BECKLEY —
A federal appeals court did not sound receptive to former mine security chief Hughie Elbert Stover’s claim that he was improperly convicted of lying to investigators after the 2010 explosion that killed 29 men at the Upper Big Branch mine in West Virginia.
Stover also was convicted last year of illegally ordering a subordinate to destroy documents relevant to the investigation, but a three-judge panel of the 4th U.S. Circuit Court of Appeals did not even get to that issue during a 20-minute hearing Friday. Instead, the court focused on Stover’s claim that there was no evidence he knowingly lied when he told investigators that miners were not alerted whenever inspectors arrived.
“This is not an insufficiency of evidence case, it’s an absence of evidence,” Stover’s attorney, William Wilmoth, told the judges.
The judges seemed skeptical, noting that several witnesses contradicted Stover’s statements at trial.
“There was a ton of circumstantial evidence,” Judge Andre Davis said.
Wilmoth said that when Stover became security chief at the former Massey Energy mine near Montcoal, he put a stop to the practice of guards telephoning miners to alert them that inspectors were on the premises. Instead, he said, guards announced every visitor’s arrival on two internal radio channels — a practice that company attorneys had assured Stover was legal. He said dispatchers monitoring the radio transmissions relayed the messages underground unbeknownst to Stover.

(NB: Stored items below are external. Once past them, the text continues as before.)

PR #11252, opened 2022-07-07
fix: Restore debezium-connector-postgres TECH-1259

jimgrace:
See [TECH-1259](https://dhis2.atlassian.net/browse/TECH-1259).

debezium-connector-postgres was removed from pom.xml in [pull/10436](https://github.com/dhis2/dhis2-core/pull/10436). However, it is needed for PostgreSQL cache invalidation in a DHIS2 cluster.

This PR adds it back in along with a test that will break if it is removed again.

### DIFF
--- a/dhis-2/dhis-support/dhis-support-cache-invalidation/pom.xml
+++ b/dhis-2/dhis-support/dhis-support-cache-invalidation/pom.xml
@@ -43,6 +43,10 @@
       <groupId>io.debezium</groupId>
       <artifactId>debezium-embedded</artifactId>
     </dependency>
+    <dependency>
+      <groupId>io.debezium</groupId>
+      <artifactId>debezium-connector-postgres</artifactId>
+    </dependency>
 
     <dependency>
       <groupId>org.springframework</groupId>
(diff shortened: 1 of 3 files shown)


jbee (approved):

dhis-2/dhis-support/dhis-support-cache-invalidation/pom.xml
```diff
@@ -43,6 +43,11 @@
       <groupId>io.debezium</groupId>
       <artifactId>debezium-embedded</artifactId>
     </dependency>
+    <dependency>
+      <groupId>io.debezium</groupId>
+      <artifactId>debezium-connector-postgres</artifactId>
+      <scope>test</scope>
```
enricocolasante, line 49: If the scope is test the library will not be available when running the application.
Does it make sense?

If it needs to be available at runtime but it is not directly used, we need to add it as an exception in `maven-dependency-plugin` as a `ignoredNonTestScopedDependency`

jimgrace: @enricocolasante Thanks, good catch. I fixed the build error by adding scope test but it broke the running. I've now done as you suggest and it runs.

enricocolasante (approved):

jbee (approved):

However, Assistant U.S. Attorney Blaire Malkin said Stover flatly told investigators several times that “we do not notify” when an inspector arrives. She said it was clear that Stover knew this was untrue, and it was up to the jury to decide whether he deliberately lied.
Judge J. Harvie Wilkinson III said Stover was “trying to muddy the waters” on a matter of grave importance.
“There’s a serious issue here because there have been some terrible mine calamities in West Virginia,” he said, adding that the federal Mine Safety and Health Administration’s efforts to prevent such catastrophes are crimped by limited resources.
“What they do rely on is spot inspections,” he said. “That whole approach is defeated if anybody goes through a drill once they know inspectors are on the grounds.”
Stover, described by his attorney as “a high school-educated former deputy sheriff,” was sentenced to three years in prison after being convicted on the two counts. He has remained free pending the appeal.
The appeals court typically takes several weeks to issue a decision.
So far, only one other person has been criminally charged in the nation’s worst mine disaster in four decades.
Former superintendent Gary May pleaded guilty to conspiracy to defraud the federal government for his actions at the mine, which has since been sealed by its current owner, Virginia-based Alpha Natural Resources. May is cooperating with federal prosecutors in a continuing investigation and will be sentenced in January.